2. Telehealth and influencer‑style deception are front and center for the FTC
Enforcement is increasingly aimed at modern channels: the FTC charged and settled with telemedicine operators doing business as NextMed for allegedly using fake testimonials, misleading pricing and overstated weight‑loss claims tied to GLP‑1 drugs, reflecting the agency’s focus on telehealth membership schemes and undisclosed consumer commitments [1] [8]. The FTC has also warned trade associations and influencers about deceptive social posts and is enforcing rules that target manipulated or undisclosed consumer reviews [7] [9].
3. FDA has shifted into a higher‑intensity posture on DTC prescription advertising
In September 2025 the FDA and HHS announced sweeping reforms and a stepped‑up enforcement posture directed at direct‑to‑consumer prescription drug promotion, citing a drop in prior warning letters and systemic under‑enforcement; the agency sent a large batch of letters to sponsors directing removal of non‑compliant advertising and reported issuing roughly 100 cease‑and‑desist style letters tied to deceptive ads [2] [3] [10]. The FDA framed social media and paid influencer promotion as priorities for scrutiny and indicated it would pursue rulemaking to close perceived loopholes in how safety information is presented [11] [2].
4. Coordination — and overlapping jurisdictions — matter in practice
The FTC and FDA share jurisdiction over health‑related marketing: the FTC focuses on advertising while the FDA focuses on labeling and prescription promotion, but the agencies coordinate through a liaison agreement and can both pursue actions touching the same conduct, from deceptive labeling to misleading endorsements [4] [5]. Recent DOJ, HHS, and FDA pronouncements suggest interagency coordination to increase oversight and prioritize “egregious” violations, particularly where consumer harm from digital influencer promotion is alleged [11] [12].

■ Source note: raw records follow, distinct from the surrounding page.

PR #4077, opened 2018-10-15
Documents default node tables.

joeldudleyr3:


docs/source/node-database.rst
```diff
@@ -1,20 +1,20 @@
 Node database
 =============
 
-Default in-memory database
---------------------------
+.. contents::
+
+Configuring the node database
+^^^^^^^^^^^^^^^^^^^^^^^^^^^^^
+
```
szymonsztuka: I'm afraid that we are loosing main info that OS works with H2, there's still a link but previously it was a paragraph "Default in-memory database" as the same level with PostgresSQL, SQL Server, but we can address it later

PR #4086, opened 2018-10-17
CORDA-2113 - Include PNM ID in CSR

fenryka:
If Compatibility Zone operator is using private networks and the node
should be joining one, optionally the ID (a UUID) of that network can be
included as part of the node's CSR to to the Doorman.


node/src/main/kotlin/net/corda/node/utilities/registration/NetworkRegistrationHelper.kt
```diff
@@ -200,7 +199,7 @@ open class NetworkRegistrationHelper(private val certificatesDirectory: Path,
                 if (idlePeriodDuration != null) {
                     Thread.sleep(idlePeriodDuration.toMillis())
                 } else {
-                    throw NodeRegistrationException(e)
+                    throw NodeRegistrationException(null, e)
```
oknowles: It might be a bit of an edge case where this error occurs and gets printed, but it would be more helpful to have a message here rather than `null`.

node/src/main/kotlin/net/corda/node/internal/NodeStartup.kt
```diff
@@ -152,7 +152,7 @@ open class NodeStartup : CordaCliWrapper("corda", "Runs a Corda Node") {
 
     private val handleRegistrationError = { error: Exception ->
         when (error) {
-            is NodeRegistrationException -> error.logAsExpected("Node registration service is unavailable. Perhaps try to perform the initial registration again after a while.")
+            is NodeRegistrationException -> error.logAsExpected("Issue with Node registration: ${error.message}")
```
oknowles: This is much nicer!

node/src/main/kotlin/net/corda/node/utilities/registration/NetworkRegistrationHelper.kt
fenryka: technically this causes it to print the origional *catch all* error message... but that behaviour is a bit magic so let's, as you say, actually return the error message here

oknowles:
LGTM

5. Industry reaction, legal limits and political context complicate enforcement outcomes
Law firms and industry observers note the agencies’ sharper stance will disrupt large DTC ad budgets and may prompt litigation over statutory authorities, with some questions already raised about the scope of civil monetary penalties and constitutional limits in specific cases [12] [3]. At the same time, regulators’ mass‑letter campaigns and publicized crackdowns reflect political pressure to show action on consumer protection and public health — an implicit agenda that both amplifies enforcement and invites pushback from affected industries [10] [2].
Conclusion — answer to the question
Yes: in the past year both the FTC and FDA have taken demonstrable actions against deceptive medical marketing and fabricated endorsements — the FTC through enforcement, settlements, refund programs and warnings aimed at health‑product marketers, telehealth firms and influencers (including the NextMed matter) [6] [1] [7], and the FDA via a September 2025 campaign of letters, cease‑and‑desist notices and a public “crackdown” on misleading prescription drug advertising including social media promotion [2] [3]. Reporting indicates this is an active, coordinated regulatory push focused on modern channels (telehealth, social media, influencer endorsements), though details about future rulemaking, litigation outcomes and long‑term impact remain evolving and are not resolved in these sources [11] [12].